When an emotional outburst makes someone feel horrible, they will remember and it will affect your professional future.

Listening, honestly listening, is always a critical piece of resolving conflicts. And for that to happen, the person who is having the emotional outburst needs to feel she’s not being ignored. At this point, avoid debating, contradicting or asking for explanations. Admit that you hear what they are saying and that this is not the right time to discuss the topic any further. Make sure the person understands this is not a delay tactic but a commitment to address the issue at a more appropriate time. Then, follow through.
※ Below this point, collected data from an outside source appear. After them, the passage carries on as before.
PR #5947, opened 2024-11-07
test(notifications): unit tests for notification rendering

tomcat323:
Unit testing for notifications rendering

Using locally generated notifications, test covers:

- new notification on-receive modal/toast windows
- panel on-click txt/url pop up
- modal button actions (update&restart, txt, url)


packages/core/src/test/notifications/rendering.test.ts
```diff
@@ -0,0 +1,215 @@
...
+    // util to test open url under different senarios
+    async function verifyOpenExternalUrl(notification: ToolkitNotification) {
+        const url = vscode.Uri.parse('https://aws.amazon.com/visualstudiocode/')
+        //const openExternalStub = getOpenExternalStub()
+        const openUrlStub = sandbox.stub(VsCodeUtils, 'openUrl')
+        await panelNode.openNotification(notification)
+
+        assert.ok(openUrlStub.calledOnce)
+        assert.ok(openUrlStub.calledWith(url))
+    }
```
justinmk3, line 47: This is a lot of code just to check that a url was clicked. 

One benefit of having shared functions such as `openUrl`, is that we don't need to write tests for them over and over. If a button only calls openUrl, we don't need tests for that.

If there is other state that we can check (and the function can return as a result) when the button is clicked, test for that instead.

justinmk3: `getTestWindow` may already have stuff that can check that the selection was clicked. Other than that, we don't need to check that `openUrl` opens a URL.

packages/core/src/test/notifications/rendering.test.ts
```diff
@@ -0,0 +1,215 @@
...
+    })
+
+    afterEach(function () {
+        sandbox.restore()
+    })
+
+    // util to test txt pop-up under different senarios
+    async function verifyTxtNotification(notification: ToolkitNotification) {
+        const expectedContent = notification.uiRenderInstructions.content['en-US'].description
+        const readonlyDocumentShowStub = sandbox.stub(readonlyDocument, 'show').resolves()
```
justinmk3, line 30: vscode is showing a document. we can just check that actual fact. we don't need stubs and mocks for that.

`assertTextEditorContains` may be useful, for example. https://github.com/aws/aws-toolkit-vscode/blob/d4d1ae0d065edc4ac795de32996110efb7dbf0dc/packages/core/src/test/testUtil.ts#L381

justinmk3 (approved):

PR #5950, opened 2024-11-07
ci(jscpd): check changed lines instead of changed files to avoid false positives

Hweinstock:
## Problem
Currently `jscpd` ci action filters on changed files in PR. This results in clones being returned from changes outside our changes (but within the same files). 

`jscpd` is the most commonly failing CI task at the moment, so to keep CI green we want to reduce false positives. 

## Solution
- `jscpd` only lists clones that includes lines from the changed lines in the changed files.
- Included in this PR is a refactor of the action to simplify the bash scripting done in the action yml file.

4Don’t draw lines in the sand.

When someone is pushing your buttons at the wrong time it obviously requires a good amount of self-control to avoid the need to give ultimatums and draw lines in the sand. Once again, a trait shared by strong leaders and which reveals solid executive presence in those aspiring to be leaders. So exercise self-control for a better outcome.

5Have the conversation

Set up the meeting to have the conversation you promised them and calmly ask the person to reflect on what happened that day. Let them come to the realization that regardless of who was right or wrong, there is no room for emotional outbursts at work. This is a chance for them to identify their own triggers and find ways to better manage stress and deal with conflicts to avoid future emotional outbursts.

Overcoming emotional outbursts quote - This too shall pass... so take a deep breath

Leaders have a chance to show their skills when they deal well with emotional outbursts

During this conversation, you might want to share some of the consequences of emotional outbursts in a professional setting:

  • Erosion of professional reputation
  • Perception that she lacks self control, therefore executive presence and potential loss of future opportunities
  • Damage to one’s personal brand
  • Damage to team morale
  • Don’t miss this HBR wonderful piece on emotional outbursts!

Since the day of the emotional outburst my colleague has produced great work for me. It was a learning occasion for both of us but it has undoubtedly planted red flags in my mind in regards to assigning her future high stakes projects. And this is the message you must strive to convey to women in your team. When you give into the heat of the moment and have an emotional outburst at work, you impacting your career long term. So think twice before you jump off the deep end.